PR #2867, opened 2026-04-27
refactor(conf): split config.go into focused files

tphakala:
## Summary

Split the 2,802-line `internal/conf/config.go` into four files organized by responsibility:

- **config.go** (1,643 lines): type/struct definitions, constants, `//go:embed`, pure query methods
- **migrations.go** (470 lines): all `Migrate*` functions, `persistMigration`, model validation helpers
- **storage.go** (562 lines): `Load()`, `initViper()`, `GetSettings()`, `CurrentOrFallback()`, `StoreSettings()`, `Setting()`, `SaveSettings()`, `SaveYAMLConfig()`, global state
- **test_helpers.go** (144 lines): `SetTestSettings()`, `GetTestSettings()`, `SettingsBuilder`

Zero behavior change: same package, same exports, same function signatures. Only file boundaries moved.

## Test Plan
- [x] `go build ./...` passes
- [x] `go test -race ./internal/conf/...` passes
- [x] `golangci-lint run -v ./internal/conf/...` - 0 issues
- [x] `git diff --stat` confirms changes only in `internal/conf/`

## Summary by CodeRabbit

* **Refactor**
  * Reorganized configuration management into separate storage, migration, and test modules for clearer behavior and reliability.

* **New Features**
  * Automatic migration of legacy config formats, improved validation with non-fatal warnings, and safer session-secret handling to preserve existing setups.

* **Tests**
  * New test helpers and a builder to easily construct and inject test configurations.


tphakala:
All three CodeRabbit nitpicks addressed in ebdf8c1e:

1. **storage.go**: Replaced four hand-rolled migration-save blocks with `persistMigration()` calls for TLS, OAuth, RTSP, and dashboard layout.
2. **migrations.go**: Changed `MigrateLocationConfigured()` to return `bool` like sibling `Migrate*` methods, with persistence delegated to the caller via `persistMigration()`.
3. **test_helpers.go**: Updated misleading `SetTestSettings` doc comment to accurately describe atomic publish behavior.

tphakala:
@coderabbitai The hardcoded known-IDs fallback is a valid concern, but it's out of scope for this PR which is strictly a file reorganization with zero behavior change. The map was moved as-is from the original config.go. I'll track extracting model ID constants as part of the broader Forgejo #492 conf package refactor.

PR #2873, opened 2026-04-27
fix(frontend): apply base paths to missing images, spectrograms etc

rexxars:
(Supersedes #2862)

My previous attempt at fixing basepaths was not exhaustive, it seems. Now that I've got an actual instance up and running behind a basepath, I found more URLs not working:
- Spectrograms
- Audio URLs
- Species images + placeholders

## Summary by CodeRabbit

* **Bug Fixes**
  * Resolved image and audio loading issues when the app operates with a custom base path, ensuring proper functionality in reverse proxy and non-root deployment scenarios.

* **Tests**
  * Added test coverage for species page rendering, detection components, and spectrogram URL resolution across various base path configurations.

### DIFF
--- a/frontend/src/lib/desktop/components/modals/ReviewModal.svelte
+++ b/frontend/src/lib/desktop/components/modals/ReviewModal.svelte
@@ -7,6 +7,7 @@
   import SpeciesThumbnail from './SpeciesThumbnail.svelte';
   import type { Detection } from '$lib/types/detection.types';
   import { fetchWithCSRF } from '$lib/utils/api';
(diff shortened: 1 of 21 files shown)


tphakala:
Thanks for this, great catch on all the missing basepath calls. The fix is clean and consistent, and the regression tests you added are solid.

I noticed one more spot that CodeRabbit flagged: `spectrogramUrl` in `DetectionCardMobile.svelte` (line 29) is still root-relative. I'll push a follow-up commit after merging to wrap that one in `buildAppUrl()` too.

PR #2899, opened 2026-04-29
fix(settings): eliminate stale *conf.Settings pointer reads across codebase

tphakala:
## Summary

- Add `currentSettings()` helpers to BirdNET and Controller structs (matching existing Processor pattern)
- Fix all runtime settings reads to use fresh atomic snapshots instead of stale startup pointers
- Covers 8 files across classifier, API v2, processor, and analysis packages

### HIGH severity fixes (user-visible settings not taking effect)
- **Predict method**: sensitivity and labels now read from fresh settings on every inference call
- **Species cache key**: lat/lon/model used for cache key now reflect UI changes
- **LocationConfigured**: range filter activation responds to location changes without restart

### MEDIUM severity fixes
- Dynamic threshold API stats return current ValidHours/MinThreshold
- MQTT/BirdWeather/Weather integration endpoints use current broker/coordinates
- Extended capture and daylight filter read labels from fresh settings
- Control monitor reads labels from fresh settings after model reload
- NumSpecies/Labels accessors return current label set

### Deferred
- OAuth2Server (8 stale read sites) requires test infrastructure updates; tracked separately

## Test plan
- [x] `go build ./...` passes
- [x] `golangci-lint run -v` reports zero issues
- [x] Pre-commit hooks pass
- [x] `go test -race ./internal/analysis/...` passes
- [x] `go test -race ./internal/api/v2/...` passes
- [x] `go test -race ./internal/security/...` passes
- [x] Classifier test failure confirmed pre-existing (TFLite checkptr issue on main)

## Summary by CodeRabbit

* **Improvements**
  * Runtime configuration now applies immediately across the system without restarts.
  * BirdNET labels, detection thresholds, species filters, and location-based behavior use the latest settings snapshot.
  * MQTT, BirdWeather/Weather integrations, dynamic thresholds, and inference logic read current configuration so monitoring and connections reflect up-to-date settings.

### DIFF
--- a/internal/analysis/control_monitor.go
+++ b/internal/analysis/control_monitor.go
@@ -303,8 +303,8 @@ func (cm *ControlMonitor) handleReloadBirdnet() {
 		cm.notifySuccess("Range filter rebuilt successfully")
 	}
 
-	// Rebuild name maps with new locale labels
-	labels := cm.bn.Settings.BirdNET.Labels
+	// Rebuild name maps with new locale labels (use fresh settings, not stale pointer)
+	labels := conf.CurrentOrFallback(cm.bn.Settings).BirdNET.Labels
 	if cm.proc != nil && cm.proc.Ds != nil {
 		cm.proc.Ds.UpdateNameMaps(labels)
 		GetLogger().Info("Datastore name maps updated with new labels")
--- a/internal/analysis/processor/daylight_filter.go
+++ b/internal/analysis/processor/daylight_filter.go
@@ -41,10 +41,10 @@ func (p *Processor) initDaylightFilter() {
 		return
 	}
 
-	// Get BirdNET labels for common name resolution
+	// Get BirdNET labels from fresh settings for common name resolution
 	var labels []string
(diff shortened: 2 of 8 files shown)


tphakala:
Addressed CodeRabbit findings in 442eff4a:

1. **MQTT snapshot consistency** (Major): Fixed. `checkMQTTConnectionStatus` now accepts the settings snapshot as a parameter instead of re-reading independently. The entire MQTT probe runs on one consistent snapshot.

2. **BirdWeather formatClientError** (Minor): Fixed. Changed `c.Settings` to `currentCfg` on the error path after `birdweather.New()`.

3. **Cache key vs GetProbableSpecies snapshot** (Major): Acknowledged but out of scope. `GetProbableSpecies` already uses `conf.CurrentOrFallback(bn.Settings)` internally (from PR #2897). The theoretical inconsistency window is tiny (atomic pointer swap between two calls in the same goroutine), and the consequence is a cache miss/re-fetch, not incorrect data served. Fixing this properly requires refactoring `GetProbableSpecies` to accept a settings parameter, which touches callers outside this PR's scope.

Issue #2813, opened 2026-04-18
feat: Include details about which RTSP stream for detections


oldjohngalt:
### What problem does this solve?

I have multiple exterior security cameras and feed the different streams to Birdnet.  It would be great to have the detection associated to a specific stream.

### Proposed solution

This would allow additional analytics and reporting. For example, was a detection in the front yard or the back yard?  There are great metrics and analytics.  Being able to sort/filter by stream would be nice.

### Pre-submission checks

- [x] I have searched existing open and closed issues and this feature has not already been requested.

uSlackr:
https://github.com/tphakala/birdnet-go/discussions/1889

oldjohngalt:
Thanks! Sorry for the duplicate suggestion.

tphakala:
Have you updated to latest release, because it already contains this https://github.com/tphakala/birdnet-go/releases/tag/nightly-20260418

**Audio Source Labels in the Detection UI**

Detection views now display the human-readable source name (e.g. "Garden feeder") instead of a raw RTSP URL or device ID. The desktop detections table gains a new Source column at lg and above, mobile detection cards show the source name inline after the timestamp, and the Search view recognises a new source: filter that maps to the existing location API parameter. The API's DetectionResponse.source field is now a structured SourceInfo object (id, type, displayName) instead of a plain string, aligning with the realtime/SSE path that already used the structured form. Detections whose source cannot be resolved from the live AudioSource table now fall back to the configured source name in settings instead of showing an ID (https://github.com/tphakala/birdnet-go/pull/1681 by @jasonmadigan, https://github.com/tphakala/birdnet-go/pull/2757, addresses https://github.com/tphakala/birdnet-go/issues/1494).

mgsb:
Is there a config setting for this new feature? I am running 20260418 and do not see audio source labels in detections on either desktop or mobile.

jvilhuber:
Ah interesting. I see it in some places:

<img width="1282" height="523" alt="Image" src="https://github.com/user-attachments/assets/26d8c433-a0ce-4505-852b-1625f0594cfd" />

but not others:

<img width="1266" height="620" alt="Image" src="https://github.com/user-attachments/assets/0703a86d-cc78-4668-997e-462fd14a9cf4" />

also not here: 

<img width="1333" height="603" alt="Image" src="https://github.com/user-attachments/assets/dce3e534-43e1-47b7-aebc-e0e5ef664029" />

PR #3020, opened 2026-05-11
feat(analytics): per-source filter on /ui/analytics

jdevalk:
## Summary

Adds an optional `source_id` query parameter to every `/api/v2/analytics/*` endpoint and a new multi-select source picker on the `/ui/analytics` page, so users with multiple audio sources (e.g. several cameras) can scope every chart on the analytics page to one or more sources.

Addresses the analytics half of #2813. The detections half — Source column / `source:` filter in the search view — already shipped; this PR follows that pattern to the analytics page.

## What it does

**Backend** (v2 schema only — legacy `notes` accepts the param and ignores it, documented in the API README):

- New `GET /api/v2/analytics/sources` listing historical audio sources with detection counts, sorted descending. Distinct from `/system/audio/sources` (live engine sources) — this returns the rows that actually have detections.
- Variadic `sourceIDs ...uint` parameter added to:
  - `GetSpeciesSummary`, `GetHourlyDistribution`, `GetDailyAnalytics`, `GetDetectionTrends`, `GetNewSpecies`, `GetSpeciesFirstDetectionInPeriod` (v2 detection repo)
  - All matching wrappers in `v2only.Datastore` (incl. `GetSpeciesDiversityData`)
  - `datastore.Interface` (legacy `DataStore` accepts and ignores)
- Central `buildAnalyticsBaseQuery` helper applies the filter as `WHERE detections.source_id IN (...)`. Raw-SQL methods (`GetNewSpecies`, `GetSpeciesFirstDetectionInPeriod`) use a new `buildSourceFilterClauses` helper that splices the IN list into both the derived table and the outer join so per-source first-seen semantics are correct.
- API handler `parseOptionalSourceIDs` parses `?source_id=1,3,5` — comma-separated, deduped, rejects zero/negative/non-numeric, capped at 64 IDs.

**Frontend** (Svelte 5):

- `Analytics.svelte` adds `sourceGroups` to filter state, fetches `/analytics/sources` on mount, resolves selected display names back to underlying `audio_sources.id` values via a `$derived` map, and threads `source_id` into all 5 fetch URLs.
- `FilterForm.svelte` gets a multi-select dropdown that's hidden when there are fewer than 2 sources (single-source installs see no change).
- Source rows are grouped by `display_name` in the picker so duplicate `audio_sources` rows (which can happen when `node_name` or `source_uri` changes) collapse to one entry. The API request expands the selected name back to the full ID list.
- i18n keys `analytics.filters.audioSource{,All,Unknown}` added to all 14 locales.

## How `source_id` semantics work

`?source_id=1,3` is an IN-clause filter. For `GetNewSpecies` specifically, "first ever" is scoped to the selected sources — so a species can show up as new-for-this-source even if it was detected earlier on a different source. This matches how a user would intuit a per-source view.

The legacy `notes` schema has no `audio_sources` FK; on that path the parameter is silently ignored (documented in `internal/api/v2/README.md`).

## Test plan

- [x] `internal/datastore/v2/repository/detection_analytics_source_filter_test.go` — 4 funcs / 11 subtests, run with `-race`:
  - no filter returns all sources combined
  - single source restricts to that source
  - multi-source IN unions results
  - nonexistent source returns empty (not error)
  - per-source `GetNewSpecies` excludes a species that was first-seen on a different source within the window
- [x] `internal/api/v2/analytics_source_filter_test.go`:
  - `parseOptionalSourceIDs` table-driven across 11 inputs (empty / single / list / whitespace / dedupe / zero / negative / non-numeric / all-invalid / whitespace-only)
  - Truncation at `maxSourceIDsPerRequest` (64)
  - Handler threads `source_id` into the datastore call (captured via mockery)
  - `ListAnalyticsSources` happy path / empty list / datastore-error
- [x] Frontend `npm run check:all` (prettier, eslint, stylelint, svelte-check, ast-grep) is clean
- [x] All 1918 existing frontend tests still pass, including `FilterForm.test.ts`
- [x] Mocks regenerated via `mockery` and committed
- [x] Live-tested against a real install with ~5,800 detections across 3 active sources: filter counts match expected sub-totals; nonexistent source returns empty cleanly

## Notes for review

- I picked `audio_sources.id` (integer PK) as the filter token rather than `source_uri` or `display_name`. Reason: it's stable, it's the actual FK, and it keeps the IN-clause precise even when `display_name` has duplicates from `node_name` changes. The frontend hides this by grouping the picker by display name and expanding to the underlying IDs in the request.
- The variadic `sourceIDs ...uint` signature was chosen over a slice or options struct to keep existing callers (especially the species tracker in `internal/analysis/species/database.go`) source-compatible — they pass no source IDs.
- `.dockerignore` extended with `**/node_modules` because a stale local `frontend/node_modules` (host-platform binaries) can leak into the build context and break `svelte-check` inside the container. Bit me during local testing; figured I'd save the next contributor the hour.
- I only wired the picker into `Analytics.svelte` for this PR. `AdvancedAnalytics.svelte` and `Species.svelte` hit additional endpoints (`/time/hourly/batch`, `/time/daily/batch`, `/species/diversity`, `/species/thumbnails`) — those endpoints already accept `source_id` on the backend, so a follow-up to add the picker there should be small.

## Summary by CodeRabbit

* **New Features**
  * Audio-source filtering in Analytics: multi-select picker (shown when multiple sources), supports grouped sources, clears on reset; analytics queries scoped to selected sources and charts refresh on selection.

* **Documentation**
  * API docs updated to describe the optional source_id query parameter and behavior.

* **Localization**
  * Added audio-source filter translations for multiple locales.

* **Tests**
  * Added parsing, API, repository, and UI fixture tests for source filtering.

* **Chores**
  * .dockerignore updated to exclude dependency and build output directories.

[Review Change Stack](https://app.coderabbit.ai/change-stack/tphakala/birdnet-go/pull/3020)


jdevalk:
Reverted the anonymization for `/api/v2/analytics/sources` in 0addb5cd.

The bots (CodeRabbit, Sentry, Gemini) were right that anonymizing source metadata for unauthenticated clients is the safe default. But on closer inspection, the same fields are already fully exposed by `GET /api/v2/detections`, which is registered on the same public group and returns `source.id` (= SourceURI, often containing RTSPS stream tokens), `source.displayName`, and `source.type` for every detection record. Example from a default install:

```json
{
  "data": [
    {
      "id": 5822,
      "source": {
        "id": "rtsps://192.168.1.1:7441/dCzTleUCySg9ApbX?enableSrtp",
        "type": "unknown",
        "displayName": "Kabelbaan"
      },
      ...
    }
  ]
}
```

So anonymizing only on `/analytics/sources` while leaving `/detections` fully public:

- Doesn't actually protect the operator (any public viewer can pull the detection list and learn the same names + URIs).
- Breaks the picker UX for unauthenticated operators viewing their own dashboard without configuring auth.
- Introduces an inconsistency that a future contributor will either have to fix on both endpoints or remove from this one.

If upstream wants to tighten this exposure, the right scope is a coordinated change covering `/detections`, the SSE source streams, and this endpoint together — likely with a `PublicAccess.SourceMetadata` setting mirroring `PublicAccess.LiveAudio`. That feels out of scope for an analytics-filter PR; happy to file a follow-up issue.

The non-auth findings from those earlier commits (strconv.Itoa cleanup, prefix-aware sources query via the audio source repo, and the `GetSpeciesFirstDetectionInPeriod` WHERE-splice SQL bug fix) are kept.

jdevalk:
Addressed three of the four findings in 44603b83:

- **CodeRabbit (Major)** — wrapped `GetTimeOfDayDistribution`, `processHourlyBatchSpecies`, `processDailyBatchSpecies` in `context.WithTimeout(..., analyticsQueryTimeout)` to match neighbor handlers. The two batch processors share one budget across all N per-species queries, same as the rest of this file.
- **Sentry (Medium)** — added explicit `gorm:"column:display_name"` tag on the anonymous row struct in `GetAllWithDetectionCount`. Every other column already had explicit tags.
- **CodeRabbit (Minor)** — added Set dedup + `Array.slice(0, 64)` clamp on `selectedSourceIdsParam` in `Analytics.svelte`, `Species.svelte`, and `AdvancedAnalytics.svelte`. Each page now has a local `MAX_SOURCE_IDS_PER_REQUEST = 64` constant cross-referencing `parseOptionalSourceIDs` in `internal/api/v2/utils.go`.

**Sentry (Low) — SQLite `ROW_NUMBER()` in `GetSpeciesFirstDetectionInPeriod`**: declining this one because it's pre-existing. The function and its `ROW_NUMBER() OVER (PARTITION BY ...)` window query shipped on `main` long before this PR — I only added a variadic `sourceIDs` filter to the existing SQL. SQLite 3.25 was released in 2018 and is what every distribution currently ships, so the practical risk is low; documenting a minimum SQLite version is a sensible cleanup but feels like a separate concern from per-source analytics filtering. Happy to file a follow-up issue if it's something maintainers want pinned down.

tphakala (changes requested):
Two things need fixing before this can go in.

The Species.test.ts tests don't mock /api/v2/analytics/sources. When fetchAudioSources fires on mount and the fetch rejects (the mockFetchSequence returns Promise.reject for unhandled URLs), the catch block calls logger.error() but logger is undefined in the test environment because loggers.analytics isn't set up there. That produces two unhandled TypeErrors. Adding '/api/v2/analytics/sources': () => ({ sources: [] }) to the mockFetchSequence call in both tests should fix it.

The Go lint also fails. Six gocritic issues in the new test files: five places in detection_analytics_source_filter_test.go use context.Background() where the project linter wants t.Context(), and analytics_source_filter_test.go:113 has append([]uint(nil), src...) which should be slices.Clone(src).

Everything else looks solid. The SQL filter building is safe (manual placeholder strings, but args are properly parameterized through GORM), the legacy path ignoring sourceIDs is correct and documented, and the API design is clean. The duplicated AudioSourceOption interface and fetchAudioSources logic across three page components is worth a follow-up issue but not a blocker for this PR.

jdevalk:
Re: the Sentry comment on `internal/datastore/v2only/datastore.go:2590` (hardcoded `"detections"` table breaks on v2_-prefixed MySQL) — the hardcoded name there is pre-existing (`git blame` points at e1dd4b1e, Feb 14), so it's outside the scope of this PR. The same bug also affects three sibling queries in the same file (`GetTopBirdsData`, `GetBatchHourlyOccurrences`, `DeleteClipPathsBatch`).

Opened #3054 off main to fix all four uniformly with a prefix-aware pattern. Doesn't touch anything else.

tphakala:
Hi @jdevalk,

Thank you for submitting this PR. The features are useful and the core code implementation is solid.

However, I cannot merge this PR in its current state due to a few issues and translation errors:

1. PR Scope splitting
To keep reviews manageable, minimize merge conflicts, and allow safe, independent rollbacks if a regression occurs, I have a policy of keeping contribution PRs focused on exactly one feature or concern.

This PR batches three major, distinct features:
1. **Analytics per-source filtering** (the filter drop-down + backend query additions).
2. **Saved clip reanalysis** (the decoder + `POST /api/v2/detections/:id/reanalyze` endpoint).
3. **Operator-driven species correction** (`POST /api/v2/detections/:id/correct-species` + frontend modals).

Could you please split these into three separate branches/PRs?
- PR 1: Analytics per-source filter
- PR 2: Saved clip reanalysis
- PR 3: Operator-driven species correction (dependent on PR 2)

2. Translation Validation / ICU Syntax Regression
The PR modified the `notifications.content.buffer.overloadMessage` translation in 7 locale files (`de.json`, `es.json`, `fi.json`, `fr.json`, `nl.json`, `pl.json`, `pt.json`), replacing double single-quotes (`''{sourceName}''`) with single single-quotes (`'{sourceName}'`).

In the ICU MessageFormat parser used by the frontend i18n framework, single quotes escape braces. Changing this to `'{sourceName}'` escapes the `{sourceName}` variable, causing it to be treated as literal text. This breaks the parameter interpolation and fails `npm run i18n:validate`.

To fix this, we should revert those changes or restore the double single-quotes (`''{sourceName}''`).

3. Translation Quality Regression
In multiple translation files (e.g. `de.json`, `pt.json`), several previously localized strings were accidentally reverted/replaced with English strings (e.g., replacing `"Einstellungen"` with `"Settings"`, `"Vogelerkennung"` with `"Bird Detection"`, etc.). Please make sure to preserve the existing localized translations.

tphakala:
This PR still bundles many unrealated changes, I am closing this as PR history is too messy at this point. Please file a clean PR if you still want this feature reviewed.

PR #277, opened 2024-01-24
Fixes #276: set failOnNoGitDirectory property for git-commit-id-maven…

### LINKED ISSUE #276: Release file can't be built due to lack of .git
When checking out out git repository and building odftoolkit with `maven install` it could be built successfully.  However if I download the release file from https://github.com/tdf/odftoolkit/releases/download/v0.12.0/odftoolkit-0.12.0-src.zip it couldn't be built because lack of .git 

Screenshot-2024-01-24-13-21-19

mistmist:
…-plugin

Obviously release source zip files don't contain a .git directory, so avoid failing the build in this case.

### DIFF
--- a/odfdom/pom.xml
+++ b/odfdom/pom.xml
@@ -187,6 +187,7 @@
                     <excludeProperties>
                         <excludeProperty>git.*.user.*</excludeProperty>
                     </excludeProperties>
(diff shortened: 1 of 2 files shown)


svanteschubert (approved):
Thanks, Michael!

◇ ◇ ◇ ◇ ◇ ◇ ◇

→ ASSIGNMENT: Wherever the line holding "The non-auth findings" falls in the entries above, copy exactly from it through the line holding "- **CodeRabbit (Minor)**", inclusive, and add nothing.

→ RESULT FOR THIS TASK:
The non-auth findings from those earlier commits (strconv.Itoa cleanup, prefix-aware sources query via the audio source repo, and the `GetSpeciesFirstDetectionInPeriod` WHERE-splice SQL bug fix) are kept.

jdevalk:
Addressed three of the four findings in 44603b83:

- **CodeRabbit (Major)** — wrapped `GetTimeOfDayDistribution`, `processHourlyBatchSpecies`, `processDailyBatchSpecies` in `context.WithTimeout(..., analyticsQueryTimeout)` to match neighbor handlers. The two batch processors share one budget across all N per-species queries, same as the rest of this file.
- **Sentry (Medium)** — added explicit `gorm:"column:display_name"` tag on the anonymous row struct in `GetAllWithDetectionCount`. Every other column already had explicit tags.
- **CodeRabbit (Minor)** — added Set dedup + `Array.slice(0, 64)` clamp on `selectedSourceIdsParam` in `Analytics.svelte`, `Species.svelte`, and `AdvancedAnalytics.svelte`. Each page now has a local `MAX_SOURCE_IDS_PER_REQUEST = 64` constant cross-referencing `parseOptionalSourceIDs` in `internal/api/v2/utils.go`.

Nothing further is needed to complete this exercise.